第○条 遺言者は、遺言書の有する一切の財産を、妻○○(昭和○○年○○月○○日生)に相続させる。
なお、遺産の範囲を明確にするためには、できる限り相続財産を特定するのが望ましいです。しかし、遺言書を作成する時点で相続財産のすべてを特定するのは困難です。そこで、代表的な財産を挙げたうえで、「その他一切の財産を相続させる」と書くことも出来ます。
第○条 遺言者は、遺言書の有する下記の不動産その他一切の財産を、妻○○(昭和○○年○○月○○日生)に相続させる。
記
所在 松戸市松戸本町
地番 100番地1
地目 宅地
地積 100.00平方メートル
このような書き方をしておけば、遺言により特定していない財産についても、妻に全て相続させることが可能です。ただし、遺産を特定するのであれば、その記載は正確におこなうべきです。たとえば、不動産であれば登記簿謄本(登記事項証明書)のとおりに書きます。
自筆証書遺言の場合、不動産の表示をすべて書くのは大変手間がかかりますし、誤りが生じる恐れも高いです。そこで、安心確実な遺言書を作成したいと考えるならば、公正証書遺言にするべきですし、最低限の備えとして自筆証書遺言を作成しておくならば、最初に示した「全ての財産を妻に相続させる」という書き方が無難でしょう。
2.妻および子に相続させようとする場合
妻だけに全財産を相続させるのではなく、長男、長女にも財産の一部を相続させようとする場合の例です。たとえば、長男、長女へは次のように銀行預金を相続させるとした上で、それ以外の財産はすべて妻へ相続させるとすることが考えられます。
第○条 遺言者は、遺言書の有する下記の不動産を、妻○○(昭和○○年○○月○○日生)に相続させる。
記
不動産の表示 (省略)
第○条 遺言者は、遺言書の有する下記預金債権を長男○に相続させる。
記
銀行預金の表示 (省略)
第○条 遺言者は、遺言者名義の下記預金債権を長女○に相続させる。
記
銀行預金の表示 (省略)
第○条 遺言書は、前3項に記載する財産を除く遺言書の有する不動産、動産、預貯金、現金その他一切の財産を、妻○に相続させる。

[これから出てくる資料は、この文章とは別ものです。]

PR #979, opened 2025-04-22
fix: snackbar: fixed focus for info bar close button

rmotwani-c-eightfold:
## SUMMARY:

- Previously, focus was incorrectly moving to the info bar close button even when it wasn’t needed.
- Introduced a new prop, moveFocusToCloseButton, to ensure focus only shifts to the close button when the info bar is rendered via the Snackbar component.

NA

## CHANGE TYPE:

- [x] Bugfix Pull Request
- [ ] Feature Pull Request

## TEST COVERAGE:

## TEST PLAN:

- pull branch down locally and start storybook (yarn storybook)
- go to Infobar.
- Verify if focus does not move to the close button for the infobar.
- go to Snackbar
- Set closable to true in the controls.
- Verify if focus goes to the close button on snackbar.

https://github.com/user-attachments/assets/5047b174-d3ff-48e3-8bd4-8fc156523fcb


src/components/Snackbar/Snackbar.types.ts
```diff
@@ -30,6 +30,15 @@ export interface SnackbarProps extends Omit<InfoBarsProps, 'onClick'> {
    * @default top-center
    */
   position?: SnackbarPosition;
+  /**
+   * Last focusable element of the snackbar
+   */
+  lastFocusableElement?: HTMLElement;
```
ypatadia-eightfold, line 36: is this being used?

ypatadia-eightfold (changes requested):

src/components/Snackbar/Snackbar.types.ts
rmotwani-c-eightfold: yes this is used to get the last focusable item from where ever the snack bar is called from

ypatadia-eightfold (approved):

PR #982, opened 2025-04-23
Added handlekeydown event in panel component to close panel on escape key

cgarge-c-eightfold:
## SUMMARY:
Added handlekeydown event in panel component to close panel on escape key

https://eightfoldai.atlassian.net/browse/ENG-140714

## CHANGE TYPE:

- [x] Bugfix Pull Request
- [ ] Feature Pull Request

## TEST COVERAGE:

## TEST PLAN:
Open Panel Storybook 
URL : ?path=/story/panel--header-actions 
Open panel 
Click "Escape" / "ESC" key , panel should close 

https://github.com/user-attachments/assets/42709301-ae52-4fdc-afac-a755da8f8203


src/components/Panel/Panel.tsx
```diff
@@ -137,6 +138,19 @@ export const Panel = React.forwardRef<PanelRef, PanelProps>(
...
+        onClose?.(event);
+      }
+    };
+
+    useLayoutEffect(() => {
+      document.addEventListener('keydown', handleEscapeKey);
+      return () => {
+        document.removeEventListener('keydown', handleEscapeKey); 
+      };
+    }, [handleEscapeKey, visible]);
```
samyakj-eightfold, line 152: Why do we need this dependancy array ?

cgarge-c-eightfold: Can remove **handleEscapeKey** from dependency array , 
need to keep **visible** as we are utilizing it in  **handleEscapeKey**

samyakj-eightfold: I did not get your point here: `need to keep visible as we are utilizing it in handleEscapeKey` ?
The dependancy array is not based on what is utilised or not, it should be based on what re-triggers the side effect
Did we try removing visible from dependancy array? What was the observation here ?

samyakj-eightfold:
I see some risks in this PR (I would suggest to get this reviewed by octuple team):
1. Can we optimise this further ? We should only add the event listener to the document when the panel is visible
2. What if there is an existing keydown event listener on document, do you also remove those when you remove the escape event listener

src/components/Panel/Panel.tsx
```diff
@@ -137,6 +138,19 @@ export const Panel = React.forwardRef<PanelRef, PanelProps>(
       );
     }, [mergedLocale]);
 
+    const handleEscapeKey = (event: KeyboardEvent) => {
+      if (event.key === 'Escape' && visible ) {
+        onClose?.(event);
+      }
+    };
+
+    useLayoutEffect(() => {
```
ypatadia-eightfold, line 147: why are we using useLayoutEffect and not useEffect?

ypatadia-eightfold (changes requested):

src/components/Panel/Panel.tsx
cgarge-c-eightfold: We are adding event listener on dom directly 
hence using useLayoutEffect

ypatadia-eightfold: why can't we add it to useEffect?

ypatadia-eightfold (changes requested):

src/components/Panel/Panel.tsx
ypatadia-eightfold: why can't we add it to useEffect?

cgarge-c-eightfold: Updated code

src/components/Panel/Panel.tsx
```diff
@@ -137,6 +137,19 @@ export const Panel = React.forwardRef<PanelRef, PanelProps>(
       );
     }, [mergedLocale]);
 
+    const handleEscapeKey = (event: KeyboardEvent) => {
```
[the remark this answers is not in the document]
cgarge-c-eightfold: Fixed

ypatadia-eightfold (approved):

PR #131, opened 2020-11-02
feat: [EXT-2278] add warning notice page for local development

Jwhiles:
Adding a 'landing screen' 
image

### DIFF
--- a/template/public/index.html
+++ b/template/public/index.html
@@ -15,11 +15,5 @@
       To begin the development, run `npm start`.
       To create a production bundle, use `npm run build`.
     -->
-    <script>
-      // You can remove this script tag before deploying your app
-      if (window.self === window.top) {
-        window.location.replace('https://app.contentful.com/deeplink?link=apps');
-      }
-    </script>
   </body>
 </html>
--- a/template/src/components/LocalhostWarning.tsx
+++ b/template/src/components/LocalhostWarning.tsx
@@ -9,22 +9,18 @@ const LocalhostWarning = () => {
         justifyContent: 'center',
         marginTop: '40px'
       }}>
-      <Note title="It looks like you're running your app locally." style={{ maxWidth: '800px' }}>
+      <Note title="App running outside of Contentful" style={{ maxWidth: '800px' }}>
         <Paragraph>
-          If this is your first time running your app, please run `npx
-          @contentful/create-contentful-app create-defintion` in your terminal then{' '}
-          <TextLink href="https://app.contentful.com/deeplink?link=apps">
-            install your app in a Contentful space.
+          Contentful Apps need to run inside the Contentful web app to function properly. Install
+          the app into a space and render your app into one of the{' '}
+          <TextLink href="https://www.contentful.com/developers/docs/extensibility/ui-extensions/sdk-reference/#locations">
+            available locations
           </TextLink>
-        </Paragraph>
-
-        <br />
-
-        <Paragraph>
-          More information about local development of Contentful apps{' '}
-          <TextLink href="https://www.contentful.com/developers/docs/extensibility/ui-extensions/faq/#how-can-i-develop-with-the-ui-extension-sdk-locally">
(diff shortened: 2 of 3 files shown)


template/public/index.html
```diff
@@ -15,11 +15,5 @@
       To begin the development, run `npm start`.
       To create a production bundle, use `npm run build`.
     -->
-    <script>
```
kdamball, line 18: I missed this - why are we removing the redirect?

template/src/index.tsx
```diff
@@ -23,47 +23,55 @@ import Sidebar from './components/Sidebar';
 import Field from './components/Field';
 import Dialog from './components/Dialog';
 
-init((sdk: BaseExtensionSDK) => {
+import LocalhostWarning from './components/LocalhostWarning';
+
+if (process.env.NODE_ENV === 'development' && window.self === window.top) {
+  // You can remove this if block before deploying your app
   const root = document.getElementById('root');
```
kdamball, line 30: fwiw - this can go outside the if statement.

template/public/index.html
Jwhiles: In order to show the explanation warning screen :)

stefanjudis: We've seen several people in the community being confused by the redirect. First, they don't understand that they shouldn't open `localhost` directly and if they do, they're completely lost with the target of the redirect. :)

template/src/components/LocalhostWarning.tsx
```diff
@@ -0,0 +1,34 @@
...
+    <div
+      style={{
+        display: 'flex',
+        justifyContent: 'center',
+        marginTop: '40px'
+      }}>
+      <Note title="It looks like you're running your app locally." style={{ maxWidth: '800px' }}>
+        <Paragraph>
+          If this is your first time running your app, please run `npx
+          @contentful/create-contentful-app create-defintion` in your terminal then{' '}
```
davidfateh, line 15: While I think this is a good approach, I still feel a bit hesitant about this appDefinition flow. I think for first-timers, this is still pretty confusing and the appDefinition might make more sense when they see the UI version of it.

That being said, we can always gather more feedback once this version is released to see if people are still confused by it.

davidfateh (approved):

template/src/components/LocalhostWarning.tsx
stefanjudis: ☝️ I agree with this. I'd favor to give two options here:

- a link to documentation explaining the concept and the steps in the ui
- a "alright, you know what ya doing" way promoting the cli command

template/src/index.tsx
```diff
@@ -23,47 +23,55 @@ import Sidebar from './components/Sidebar';
 import Field from './components/Field';
 import Dialog from './components/Dialog';
 
-init((sdk: BaseExtensionSDK) => {
+import LocalhostWarning from './components/LocalhostWarning';
+
+if (process.env.NODE_ENV === 'development' && window.self === window.top) {
```
kdamball, line 28: Do we care if we're not in Dev mode? i.e: before we'd redirect even when not in dev mode

kdamball: Otherwise - it looks good to me

template/src/index.tsx
```diff
@@ -23,47 +23,55 @@ import Sidebar from './components/Sidebar';
...
-  // doesn't require it
-  ComponentLocationSettings.forEach(componentLocationSetting => {
-    if (sdk.location.is(componentLocationSetting.location)) {
-      render(componentLocationSetting.component, root);
-    }
+    // Select a component depending on a location in which the app is rendered.
+    //
+    // NB: Location "app-config" is auto-included in the list as most apps need it
+    // You can remove it (and on the app definition also) in case the app
+    // doesn't require it
```
VaguelySerious, line 70: How is it auto included? It seems to be just an element in the array like any other location

PR #134, opened 2020-11-03
Fix: enable node 15

Jwhiles:
CCA was crashing when used with Node-15. It appears to have been a dependency resolution issue. I've regenerated the lockfile with node-14, and it now appears to work. 

I've tested with node 10, 12, 14, and 15.

I've also bumped our nvmrc to v14, to keep the lockfile in this state.


andipaetzold:
Should immediately go to Node 12 like in create-contentful-extension? https://github.com/contentful/create-contentful-extension/pull/89

kdamball (commented):
`npm i` to make this deployment ready

Jwhiles:
> `npm i` to make this deployment ready. And maybe change `engine: {node: >=10}` in `package.json` to something more avoid v15?

I'm not sure what you mean about running `npm i`? I've already regenerated the lock file.

I don't really see a reason to exclude node 15 - as it seems to work once we generate the lockfile with node 12

kdamball:
I meant bumping the version in `package.json` and then running `npm i` - or manually changing package-lock

andipaetzold (approved):

PR #135, opened 2020-11-03
fix: don't open browser on start

Jwhiles:
This was confusing people, as the ui-extension-sdk doesn't work
unless run in an iFrame


andipaetzold (approved):
This also confused me 👍

fabe (approved):
boom goes the dynamite

PR #141, opened 2020-11-27
feat/introduce dependabot

shikaan:
## Context

This change is meant to introduce dependabot. However, given that we want to keep the dependencies automatically up to date, we do need some testing for the CLI tool to make sure nothing breaks. Therefore this PR also includes some unit tests for the cli tool itself

### DIFF
--- a/lib/create-app-definition.js
+++ b/lib/create-app-definition.js
@@ -3,7 +3,7 @@
 const chalk = require('chalk');
 const inquirer = require('inquirer');
 const path = require('path');
-const { createClient } = require('contentful-management');
+const cma = require('contentful-management');
 const login = require('./login');
 
 async function fetchOrganizations(client) {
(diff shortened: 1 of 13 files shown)


lib/create-app-definition.js
```diff
@@ -3,7 +3,7 @@
 const chalk = require('chalk');
 const inquirer = require('inquirer');
 const path = require('path');
-const { createClient } = require('contentful-management');
+const cma = require('contentful-management');
```
shikaan, line 6: This has been introduced to allow proxyquire to do its job for testing

lib/create-app-definition.js
```diff
@@ -23,75 +23,79 @@ ${chalk.red(
 ${err.message}
     `);
 
-    process.exit(1);
+    throw err;
```
shikaan, line 26: This now throws and the exist happens once at the end of the main function block. This was namely to make it testable

Jwhiles (approved):
Looks great!

Issue #160, opened 2020-11-30
New app doesn't build


caspardue:
Hi,

I'm getting an error when trying to build.

Here's what I did:
`npx @contentful/create-contentful-app init my-first-app`
`npm run build`

The error I'm getting:

```
> react-scripts build

Creating an optimized production build...
Failed to compile.

./node_modules/@contentful/forma-36-react-components/dist/styles.css
ParserError: Syntax Error at line: 1, column 23
```

Bonus issue:

When running `npm run start` on Windows I get:

```
$ BROWSER=none react-scripts start
'BROWSER' is not recognized as an internal or external command,
operable program or batch file.
```

This is because setting environment variables on Windows normally need a package like [cross-env](https://www.npmjs.com/package/cross-env]) to work.

caspardue:
Related issue https://github.com/facebook/create-react-app/issues/10130

PR #163, opened 2020-12-01
fix: use cross-env in start command

Jwhiles:
The script failed on most windows shells. Cross-env ensures that it will
work across platforms.

This was raised in #160


kdamball (approved):
Can you also bump forma to `3.68.10` and package.json so it fixes both

Jwhiles:
> Can you also bump forma to `3.68.10` and package.json so it fixes both

I'll make a separate PR

PR #174, opened 2020-12-07
Improve CI tests

andipaetzold:
I started this PR because node 15 currently doesn't fully work.

There are multiple issues in the CI config:
- `test-built-app` only tests current master and not the current
  revision
- node 15 is not tested
- Multiple node versions add complexity to the ci config

I use the official node orb as it makes life easier.

With this PR I slightly refactor the config and use a parameter matrix
to run jobs with multiple node versions. Also, the tests always use the
current revision and not what is currently deployed on npm.
Also, I combined both tests to avoid having to install dependencies
twice.

## ToDo:

- [ ] We currently don't specify the npm version which means that we don't test npm 7. Probably we should?

### DIFF
--- a/.circleci/config.yml
+++ b/.circleci/config.yml
@@ -6,10 +6,10 @@ orbs:
 jobs:
   dependency-check:
     docker:
-      - image: node:12
-        environment:
-          NPM_CONFIG_PROGRESS: 'false'
-          NPM_CONFIG_LOGLEVEL: warn
+       - image: node:12
+         environment:
+            NPM_CONFIG_PROGRESS: 'false'
+            NPM_CONFIG_LOGLEVEL: warn
     steps:
       - checkout
       - run:
@@ -43,8 +43,8 @@ jobs:
           command: rm -rf ./dependency-check
 
   lint-and-test:
-    executor:
-      name: node/default
+    docker:
+       - image: node:15
     parameters:
       node-version:
         type: string
--- a/.circleci/config.yml
+++ b/.circleci/config.yml
@@ -1,23 +1,15 @@
 version: 2.1
 
-environment: &base-env
-    NPM_CONFIG_PROGRESS: 'false'
-    NPM_CONFIG_LOGLEVEL: warn
-    
-executors:
-  node-container:
-    docker:
-      - image: node:12
-        environment: *base-env
-
-  node-container-next-lts:
-    docker:
-      - image: node:14
-        environment: *base-env
+orbs:
+  node: circleci/node@4.1.0
 
 jobs:
   dependency-check:
-    executor: node-container
+    docker:
+      - image: node:12
+        environment:
+          NPM_CONFIG_PROGRESS: 'false'
+          NPM_CONFIG_LOGLEVEL: warn
     steps:
       - checkout
       - run:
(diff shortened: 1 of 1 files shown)


.circleci/config.yml
```diff
@@ -62,31 +61,18 @@ jobs:
...
-    executor: node-container
-    steps:
-      - checkout
+          command: npm test
       - run:
-          name: Run Tests
+          name: Build app and run its tests
           environment:
-            MODE: 'ci'
+            MODE: 'local'
```
shikaan, line 68: This needs to be 'ci', we don't want to test a new template here (since we are not creating a new template anyway). Tests for the new template are run in the other job (dependency-check), whose environment is set in Circle CI

.circleci/config.yml
```diff
@@ -62,31 +61,18 @@ jobs:
...
-            npm t
-  
-  test-built-app-next-lts:
-    <<: *test-built-app
-    executor: node-container-next-lts
+            node lib/index.js init $PROJECT
+            cd $PROJECT
+            npm test
+            cd ..
+            rm -r $PROJECT
```
shikaan, line 75: If the test fails, you would have the workspace littered. This is why the temp folder was used before.

Also, we want to use "what we ship", rather than "what we think we ship" hence why we were using the `npx` command there

.circleci/config.yml
```diff
@@ -1,23 +1,15 @@
...
+  node: circleci/node@4.1.0
 
 jobs:
   dependency-check:
-    executor: node-container
+    docker:
+       - image: node:12
+         environment:
+            NPM_CONFIG_PROGRESS: 'false'
+            NPM_CONFIG_LOGLEVEL: warn
```
shikaan, line 12: If you want to use the orb, I would sill attach this environment to the orb and use it across the board. Otherwise we get inconsistent result among different runs

.circleci/config.yml
```diff
@@ -50,10 +42,17 @@ jobs:
           name: Cleanup
           command: rm -rf ./dependency-check
 
-  lint-and-test: &lint-and-test
-    executor: node-container
+  lint-and-test:
+    docker:
+       - image: node:15
```
shikaan, line 47: Node 15 is not LTS, it should not be the base

shikaan (commented):
I would have added another executor block in the configuration, to run the tests on Node 15 (although it's not LTS, so it's a can of worms I would not open either way). 

Also take another look to the rest of the changes as some of them seem to be dangerous

```
  node-container-latest:	
    docker:	
      - image: node:15	
        environment: *base-env
```

.circleci/config.yml
andipaetzold: Agree - this was leftover when testing around with installing different npm versions

.circleci/config.yml
andipaetzold: What do you mean with "inconsistent"? This only changes the logs, right?

.circleci/config.yml
andipaetzold: Okay, I wasn't aware of that behavior of `npx`. From simply reading the code it looks like we would always run use the release version.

1つの銀行預金を、次の記載のように、複数の相続人に対してそれぞれ2分の1ずつなど割合を定めて相続させることも可能です。しかし、複数の銀行預金がある場合には、上記の記載のように、それぞれの銀行預金を特定の相続人に相続させるとしておく方が預金の解約手続きが簡単に済みます。
第○条 遺言者は、遺言書の有する下記預金債権を長男○に2分の1、長女○に2分の1の割合により相続させる。
記
銀行預金の表示 (省略)
3.遺留分を侵害する遺言
相続人には、被相続人の意思に関わらず、最低限の相続分を受け取る権利が与えられています。これが遺留分です。なお、兄弟姉妹が相続人となる場合には、その兄弟姉妹には遺留分がありません。したがって、遺留分がある相続人は、配偶者、子(またはその代襲相続人)、直系尊属です。
遺留分がある相続人についての、具体的な遺留分の割合は次のとおりです。
1.直系尊属のみが相続人である場合 被相続人の財産の3分の1
2.それ以外の場合 被相続人の財産の2分の1
遺留分がある相続人が複数いる場合には、遺留分全体を法定相続分の割合によって分配します。したがって、このページのケースでは、子の遺留分は相続財産の8分の1となります。
遺留分を侵害する遺言をすることも差し支えありません。たとえば、「遺言書の有する一切の財産を、妻○○に相続させる」との遺言をすれば、子の遺留分を侵害することになりますが、そのような遺言も有効です。
ただし、遺留分を侵害されている子としては、遺留分相当の財産を自分引き渡すよう請求できます。これが、遺留分減殺請求(いりゅうぶん げんさい せいきゅう)です
4.遺留分減殺請求権の行使をしないよう求める付言事項
遺留分を侵害するような相続をさせる遺言をした場合、遺留分権利者に対して遺留分減殺請求権を行使しないよう求めることも考えられます。このような求めは付言事項にとどまり法的な拘束力はありませんが、遺言者の意思を明確にするという意味において有用かもしれません。
第○条 遺言者は、遺留分権利者が遺留分減殺請求権を行使しないことを求める。
また、上記のような記載に加え、なぜ遺留分を侵害するような遺言をするのか理由を示すことによって、遺留分権利者の理解を得られることもあるでしょう。
(付言事項)
遺言者は、長男Aは収入が安定した定職に就いているのに対し、長女Bは高齢の妻Cと同居し、パート勤めをしながら、妻Cの身の回りの世話をしている。そのため、妻Cと長女Bに対しては万が一に備えて財産を残しておく必要があると考え、上記の通り遺言者の財産を相続させることとした。
遺言者は、長男Aが遺留分減殺請求権を放棄し、妻Cと長女Aを支えながら、家族仲良く暮らしていくことを希望するものである。